Mr. Trump’s main appeal within the Kremlin is not that he admires Mr. Putin,
but that he has little interest in Russia’s sphere of influence. And Mr. Putin
has long dreamed of a new Yalta-style agreement to let Russia and America
divide Europe again.
To be sure, Russia’s ability
to influence American elections is limited. Mr. Putin does not control the
American media, and Russia lacks the financial and military resources that the
Soviet Union had. Still, the effort points to a danger. An angry and declining
Russia is far more perilous than an ascending economic power like China.
Sanctions won’t change Mr. Putin’s behavior: He rates the security of his
regime far above the economic good of the country.

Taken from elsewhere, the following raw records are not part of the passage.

PR #15819, opened 2015-06-16
frontend-rss-tracking

Colin-Lane:
@andrewconner Is this all that is required to track a click event?


andrewconner:
I think that's it. Merge, and we'll check with product.

PR #15823, opened 2015-06-17
Revert "Revert "Revert "updating marketing page for teams"""

andrewconner:
Reverts kifi/keepit#15822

Mr. Putin has reason to fear
in one respect. His system does face an existential threat from the Western
model of governance. Just as the economic inadequacies of Soviet Communism were
exposed by comparison with the wealth produced by Western capitalism, Mr.
Putin’s authoritarianism cannot match the appeal of an economy based on the
rule of law, openness and competition. The best way for the West to resist
Russia, now as then, is to uphold its own values.
“Russia, as opposed to the
Western world in general, is still by far the weaker party and may well contain
deficiencies which will eventually weaken its own total potential.” So wrote
the master diplomat George F. Kennan in 1947. We know now that Kennan was
right. The bad news is that it took 44 years for his prophecy to come true.